[Problem]: Go through the lines below. Copy those with "genuine".

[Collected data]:
______
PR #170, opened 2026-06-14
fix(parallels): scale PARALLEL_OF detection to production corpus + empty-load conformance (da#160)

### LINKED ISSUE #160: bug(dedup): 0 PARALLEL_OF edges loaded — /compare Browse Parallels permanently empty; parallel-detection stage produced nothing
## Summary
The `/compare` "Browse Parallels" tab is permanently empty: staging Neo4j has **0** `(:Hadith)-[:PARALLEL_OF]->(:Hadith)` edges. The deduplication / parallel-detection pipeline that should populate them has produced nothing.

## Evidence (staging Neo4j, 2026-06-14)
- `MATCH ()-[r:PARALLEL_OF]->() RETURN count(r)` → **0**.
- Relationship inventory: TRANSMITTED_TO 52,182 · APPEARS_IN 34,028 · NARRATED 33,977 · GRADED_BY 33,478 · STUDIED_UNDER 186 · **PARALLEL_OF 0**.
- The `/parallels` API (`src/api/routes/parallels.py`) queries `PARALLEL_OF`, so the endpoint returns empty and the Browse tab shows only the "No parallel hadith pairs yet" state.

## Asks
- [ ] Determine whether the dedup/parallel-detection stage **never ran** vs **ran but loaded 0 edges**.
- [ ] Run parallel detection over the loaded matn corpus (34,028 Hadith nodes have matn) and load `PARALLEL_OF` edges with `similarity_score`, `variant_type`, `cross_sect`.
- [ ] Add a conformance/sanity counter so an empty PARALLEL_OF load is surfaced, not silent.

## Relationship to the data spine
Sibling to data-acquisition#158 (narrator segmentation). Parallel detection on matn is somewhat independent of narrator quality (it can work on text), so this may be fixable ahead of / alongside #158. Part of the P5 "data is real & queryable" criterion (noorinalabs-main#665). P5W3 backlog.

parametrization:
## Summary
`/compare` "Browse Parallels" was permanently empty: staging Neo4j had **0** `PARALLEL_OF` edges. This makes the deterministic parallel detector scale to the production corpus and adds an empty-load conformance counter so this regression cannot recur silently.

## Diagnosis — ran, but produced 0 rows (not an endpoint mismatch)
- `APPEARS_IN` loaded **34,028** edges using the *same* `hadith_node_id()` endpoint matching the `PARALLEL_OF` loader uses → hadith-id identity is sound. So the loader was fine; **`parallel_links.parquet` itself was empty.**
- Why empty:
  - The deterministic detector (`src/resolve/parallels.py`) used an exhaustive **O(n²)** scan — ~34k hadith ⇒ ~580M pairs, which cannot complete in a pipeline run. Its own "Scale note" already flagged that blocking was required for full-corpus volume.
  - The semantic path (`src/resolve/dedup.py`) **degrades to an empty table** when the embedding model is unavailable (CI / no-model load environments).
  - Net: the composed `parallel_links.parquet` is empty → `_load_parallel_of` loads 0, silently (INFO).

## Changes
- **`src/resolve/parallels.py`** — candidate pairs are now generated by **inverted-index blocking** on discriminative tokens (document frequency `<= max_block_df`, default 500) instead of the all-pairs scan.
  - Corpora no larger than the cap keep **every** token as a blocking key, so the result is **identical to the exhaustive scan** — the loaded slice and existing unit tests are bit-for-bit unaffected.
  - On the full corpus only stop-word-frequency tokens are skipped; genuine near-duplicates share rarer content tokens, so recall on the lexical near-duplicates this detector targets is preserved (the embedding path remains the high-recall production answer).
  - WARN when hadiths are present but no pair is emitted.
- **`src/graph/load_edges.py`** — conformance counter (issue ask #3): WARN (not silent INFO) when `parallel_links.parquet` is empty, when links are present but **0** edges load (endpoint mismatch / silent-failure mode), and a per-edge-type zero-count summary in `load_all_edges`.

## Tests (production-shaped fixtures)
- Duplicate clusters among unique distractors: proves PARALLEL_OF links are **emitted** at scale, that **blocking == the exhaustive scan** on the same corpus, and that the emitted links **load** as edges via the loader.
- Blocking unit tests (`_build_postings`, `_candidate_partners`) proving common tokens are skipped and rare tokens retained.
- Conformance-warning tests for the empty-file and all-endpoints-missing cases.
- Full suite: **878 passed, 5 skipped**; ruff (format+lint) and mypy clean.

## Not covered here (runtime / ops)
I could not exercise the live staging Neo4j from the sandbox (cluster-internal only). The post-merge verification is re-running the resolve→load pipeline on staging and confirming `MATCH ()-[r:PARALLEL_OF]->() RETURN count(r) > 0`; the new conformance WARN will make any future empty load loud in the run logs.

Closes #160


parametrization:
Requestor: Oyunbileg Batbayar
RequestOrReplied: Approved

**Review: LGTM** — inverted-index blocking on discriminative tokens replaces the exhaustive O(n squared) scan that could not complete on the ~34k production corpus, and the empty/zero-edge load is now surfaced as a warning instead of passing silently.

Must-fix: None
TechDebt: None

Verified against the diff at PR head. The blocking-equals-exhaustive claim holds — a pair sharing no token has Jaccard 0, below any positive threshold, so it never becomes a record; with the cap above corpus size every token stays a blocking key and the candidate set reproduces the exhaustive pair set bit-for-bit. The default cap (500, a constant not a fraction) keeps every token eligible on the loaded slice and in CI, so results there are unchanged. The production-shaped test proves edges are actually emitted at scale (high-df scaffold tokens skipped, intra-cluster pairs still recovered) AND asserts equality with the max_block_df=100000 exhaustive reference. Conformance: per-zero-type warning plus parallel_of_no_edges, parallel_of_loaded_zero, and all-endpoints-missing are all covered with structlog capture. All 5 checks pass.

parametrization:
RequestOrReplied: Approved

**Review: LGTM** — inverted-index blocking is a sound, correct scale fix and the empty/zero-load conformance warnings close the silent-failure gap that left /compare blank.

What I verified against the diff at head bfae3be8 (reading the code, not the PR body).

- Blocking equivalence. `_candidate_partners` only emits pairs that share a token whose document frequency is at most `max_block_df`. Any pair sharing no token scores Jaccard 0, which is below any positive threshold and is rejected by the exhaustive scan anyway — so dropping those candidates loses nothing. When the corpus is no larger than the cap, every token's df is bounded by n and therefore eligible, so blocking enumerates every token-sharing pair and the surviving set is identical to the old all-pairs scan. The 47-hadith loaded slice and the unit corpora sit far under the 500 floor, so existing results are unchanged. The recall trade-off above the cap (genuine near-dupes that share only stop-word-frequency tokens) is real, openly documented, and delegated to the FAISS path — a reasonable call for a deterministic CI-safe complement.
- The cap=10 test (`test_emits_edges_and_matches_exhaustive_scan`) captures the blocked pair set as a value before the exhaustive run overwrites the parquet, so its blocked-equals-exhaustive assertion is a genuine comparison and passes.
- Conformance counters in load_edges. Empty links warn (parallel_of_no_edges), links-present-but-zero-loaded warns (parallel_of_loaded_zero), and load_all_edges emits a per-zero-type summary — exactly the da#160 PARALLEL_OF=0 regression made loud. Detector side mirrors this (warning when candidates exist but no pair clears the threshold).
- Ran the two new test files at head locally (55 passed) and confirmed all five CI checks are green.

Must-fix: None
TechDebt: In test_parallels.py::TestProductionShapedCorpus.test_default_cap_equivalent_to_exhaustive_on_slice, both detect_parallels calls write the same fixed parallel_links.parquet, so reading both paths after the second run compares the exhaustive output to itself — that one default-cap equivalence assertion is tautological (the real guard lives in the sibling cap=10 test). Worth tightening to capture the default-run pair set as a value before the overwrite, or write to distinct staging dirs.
______
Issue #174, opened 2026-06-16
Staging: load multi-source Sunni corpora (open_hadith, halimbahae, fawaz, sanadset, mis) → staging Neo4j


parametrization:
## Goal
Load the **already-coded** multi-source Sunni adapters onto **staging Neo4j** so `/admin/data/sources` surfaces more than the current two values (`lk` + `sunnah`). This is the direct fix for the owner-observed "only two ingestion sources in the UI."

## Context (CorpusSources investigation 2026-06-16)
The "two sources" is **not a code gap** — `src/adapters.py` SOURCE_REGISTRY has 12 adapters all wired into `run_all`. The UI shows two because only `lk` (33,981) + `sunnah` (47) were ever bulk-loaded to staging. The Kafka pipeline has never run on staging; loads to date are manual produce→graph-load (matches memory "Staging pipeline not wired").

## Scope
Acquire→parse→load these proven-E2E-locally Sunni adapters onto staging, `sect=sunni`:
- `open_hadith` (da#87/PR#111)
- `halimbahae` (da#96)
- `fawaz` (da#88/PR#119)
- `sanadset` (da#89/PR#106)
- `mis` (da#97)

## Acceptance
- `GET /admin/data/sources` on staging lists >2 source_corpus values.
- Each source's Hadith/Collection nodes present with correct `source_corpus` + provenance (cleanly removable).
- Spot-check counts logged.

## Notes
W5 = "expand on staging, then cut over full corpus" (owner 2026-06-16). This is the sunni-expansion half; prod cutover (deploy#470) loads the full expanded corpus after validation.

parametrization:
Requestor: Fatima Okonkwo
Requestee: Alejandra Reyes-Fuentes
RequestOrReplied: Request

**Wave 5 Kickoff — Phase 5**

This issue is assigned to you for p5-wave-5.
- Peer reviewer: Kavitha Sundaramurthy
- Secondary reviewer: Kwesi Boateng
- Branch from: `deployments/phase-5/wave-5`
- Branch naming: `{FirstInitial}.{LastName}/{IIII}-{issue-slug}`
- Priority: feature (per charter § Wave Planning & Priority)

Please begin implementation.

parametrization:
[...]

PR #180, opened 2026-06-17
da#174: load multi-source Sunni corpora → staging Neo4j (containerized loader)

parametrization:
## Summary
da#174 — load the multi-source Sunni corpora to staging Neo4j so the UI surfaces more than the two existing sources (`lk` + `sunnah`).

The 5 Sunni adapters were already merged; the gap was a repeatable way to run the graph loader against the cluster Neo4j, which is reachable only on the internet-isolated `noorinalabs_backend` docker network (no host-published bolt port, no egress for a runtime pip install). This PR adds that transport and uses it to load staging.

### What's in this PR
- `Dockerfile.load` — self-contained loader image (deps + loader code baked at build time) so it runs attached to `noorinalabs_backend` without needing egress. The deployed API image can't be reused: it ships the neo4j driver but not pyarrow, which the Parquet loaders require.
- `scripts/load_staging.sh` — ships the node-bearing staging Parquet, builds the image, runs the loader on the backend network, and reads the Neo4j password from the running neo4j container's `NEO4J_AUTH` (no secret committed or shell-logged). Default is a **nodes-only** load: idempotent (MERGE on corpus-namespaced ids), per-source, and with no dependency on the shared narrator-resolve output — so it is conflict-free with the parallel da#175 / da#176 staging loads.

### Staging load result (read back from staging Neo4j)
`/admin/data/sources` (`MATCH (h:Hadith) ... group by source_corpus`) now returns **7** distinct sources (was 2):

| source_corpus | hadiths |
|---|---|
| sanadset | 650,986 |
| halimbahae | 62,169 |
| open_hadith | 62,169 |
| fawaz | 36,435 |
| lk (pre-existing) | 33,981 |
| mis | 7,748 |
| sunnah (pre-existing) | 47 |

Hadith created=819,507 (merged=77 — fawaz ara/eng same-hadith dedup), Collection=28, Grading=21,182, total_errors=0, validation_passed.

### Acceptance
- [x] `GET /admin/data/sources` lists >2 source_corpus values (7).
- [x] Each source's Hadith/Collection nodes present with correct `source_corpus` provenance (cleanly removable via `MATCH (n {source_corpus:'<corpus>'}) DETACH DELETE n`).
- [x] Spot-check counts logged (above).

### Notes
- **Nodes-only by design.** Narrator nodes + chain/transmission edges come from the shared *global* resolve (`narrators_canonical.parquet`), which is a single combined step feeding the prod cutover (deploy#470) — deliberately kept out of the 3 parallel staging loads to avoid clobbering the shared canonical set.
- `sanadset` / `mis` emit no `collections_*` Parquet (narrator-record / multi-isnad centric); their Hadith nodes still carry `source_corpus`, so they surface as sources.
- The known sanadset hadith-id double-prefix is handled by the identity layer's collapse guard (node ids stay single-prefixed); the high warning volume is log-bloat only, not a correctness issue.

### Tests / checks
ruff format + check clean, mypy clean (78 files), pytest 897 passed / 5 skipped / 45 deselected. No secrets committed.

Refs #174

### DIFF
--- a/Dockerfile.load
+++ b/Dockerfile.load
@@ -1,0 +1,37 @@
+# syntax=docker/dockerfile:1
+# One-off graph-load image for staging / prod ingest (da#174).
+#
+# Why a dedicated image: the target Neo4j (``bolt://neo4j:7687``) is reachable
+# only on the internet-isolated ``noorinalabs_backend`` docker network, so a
______
[Solution below]:
  - On the full corpus only stop-word-frequency tokens are skipped; genuine near-duplicates share rarer content tokens, so recall on the lexical near-duplicates this detector targets is preserved (the embedding path remains the high-recall production answer).
- Blocking equivalence. `_candidate_partners` only emits pairs that share a token whose document frequency is at most `max_block_df`. Any pair sharing no token scores Jaccard 0, which is below any positive threshold and is rejected by the exhaustive scan anyway — so dropping those candidates loses nothing. When the corpus is no larger than the cap, every token's df is bounded by n and therefore eligible, so blocking enumerates every token-sharing pair and the surviving set is identical to the old all-pairs scan. The 47-hadith loaded slice and the unit corpora sit far under the 500 floor, so existing results are unchanged. The recall trade-off above the cap (genuine near-dupes that share only stop-word-frequency tokens) is real, openly documented, and delegated to the FAISS path — a reasonable call for a deterministic CI-safe complement.
- The cap=10 test (`test_emits_edges_and_matches_exhaustive_scan`) captures the blocked pair set as a value before the exhaustive run overwrites the parquet, so its blocked-equals-exhaustive assertion is a genuine comparison and passes.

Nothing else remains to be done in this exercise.